Hardware models in simulator
CPU power per node:
P(u, f) = IdleW + (PeakW - IdleW) * u^AlphaUtil * f^BetaFreq
| CPU family | IdleW (W) | PeakW (W) | AlphaUtil | BetaFreq |
|---|---|---|---|---|
| AMD EPYC 9965 192-Core | 120 | 960 | 1.15 | 1.30 |
| AMD EPYC 9375F 32-Core | 60 | 480 | 1.10 | 1.25 |
| AMD EPYC 9655 96-Core | 95 | 760 | 1.12 | 1.28 |
Full power-model details: Power Simulator
Run configuration
- Seeds:
3 - Jobs:
300 - Mean inter-arrival:
0.20 s - Time scale:
60x - Timeout:
1800 s - Perf ratio:
20%, GPU ratio:0% - Workload types:
cpu_preprocess,cpu_analytics - Policy caps: CPU eco at
65%of peak
Algorithms used
Controller policies
static_partition:hpCount = round(N * 0.30)-> 2 performance nodes, 6 eco nodes
queue_aware_v1:baseCount = round(N * 0.30), dynamic from live perf-pod counthpCount = clamp(max(baseCount, queueNeed), 2, 15, N)
- Downgrade guard:
performance -> ecodeferred while performance-sensitive pods still run on node
Results summary
Per-seed results
| Baseline | Seed | Wall (s) | Throughput (jobs/sim-hr) | Energy (kWh sim) | Avg power (W) |
|---|---|---|---|---|---|
| A | 1 | 317.98 | 113.21 | 17.63 | 3326 |
| A | 2 | 276.18 | 130.35 | 15.01 | 3261 |
| A | 3 | 239.74 | 150.17 | 13.25 | 3315 |
| B | 1 | 330.14 | 109.04 | 12.22 | 2221 |
| B | 2 | 275.86 | 130.50 | 10.10 | 2197 |
| B | 3 | 240.20 | 149.87 | 8.98 | 2242 |
| C | 1 | 328.92 | 109.45 | 12.25 | 2235 |
| C | 2 | 275.26 | 130.78 | 9.99 | 2177 |
| C | 3 | 239.66 | 150.21 | 9.02 | 2259 |
Baseline means (3 seeds, all completed)
| Baseline | Mean wall (s) | Mean throughput (jobs/sim-hr) | Mean energy (kWh sim) | Mean cluster power (W) |
|---|---|---|---|---|
| A | 278.0 | 131.24 | 15.30 | 3301 |
| B | 282.1 | 129.80 | 10.43 | 2220 |
| C | 281.3 | 130.15 | 10.42 | 2224 |
Relative to A:
- B: energy -31.8%, throughput -1.1% (negligible)
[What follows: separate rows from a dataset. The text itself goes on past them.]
PR #219, opened 2019-04-12
adding source attribute to contact model

amanda103:
customer that is using our ruby sdk has requested this change

### DIFF
--- a/lib/nylas/contact.rb
+++ b/lib/nylas/contact.rb
@@ -30,6 +30,7 @@ module Nylas
     attribute :office_location, :string
     attribute :notes, :string
     attribute :web_page, :web_page
+    attribute :source, :string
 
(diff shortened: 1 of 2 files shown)


amanda103:
question: this will need a new release, yes? If so, which number do i bump?

HayleyCAnderson:
If they want to upgrade to it now, yeah. Same process as before. Can walk through it on slack if needed? If you mean which number in the version, should be middle number since you're adding a feature.

Looks like there actually is testing for this, so you should add to that: https://github.com/nylas/nylas-ruby/blob/c9687b93d57de4e1a334b0c9d268ce421fa04b09/spec/nylas/contact_spec.rb

amanda103:
@HayleyCAnderson I added it to the test! It passes now. Thanks for catching that :)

- C: energy -31.9%, throughput -0.8% (negligible)
Plot commentary
Runtime distribution
- All three baselines complete in nearly identical wall-time windows.
- Run-to-run seed jitter is larger than any inter-baseline difference.
Energy vs makespan
- B and C are consistently lower-energy than A with near-identical makespan across all 3 seeds.
- Both Joulie baselines cluster tightly together.
Baseline means
- Energy is the main differentiator; throughput and wall-time bars are indistinguishable.
Completion summary
- All 3 seeds completed for all baselines; no timeouts or gang-scheduling issues.
Interpretation
Joulie reduces energy by ~32% without throughput penalty on a CPU-only cluster because:
- The cluster is over-provisioned (2304 cores, lightweight jobs) - eco nodes have spare CPU cores to compensate for throttled frequency.
- CPU
sensitivityCPUforcpu_preprocess/cpu_analyticsis moderate (0.7-0.9): a 35% frequency reduction causes 25-32% per-job slowdown, but job completion time stays flat because the scheduler redistributes load. - Eco nodes draw significantly less power for the same simulated duration -> energy falls without extending makespan.
- The aggressive 65% eco cap maximizes power savings on eco nodes compared to milder caps.
Best-fit use case
The strongest observed benefit is:
- energy reduction (-31.8% static, -31.9% queue-aware) with negligible throughput penalty in CPU-only mixed workload clusters.
Both policies perform equivalently on CPU-only clusters. static_partition is simpler to configure; queue_aware_v1 becomes more valuable when the performance-sensitive fraction is larger or more bursty.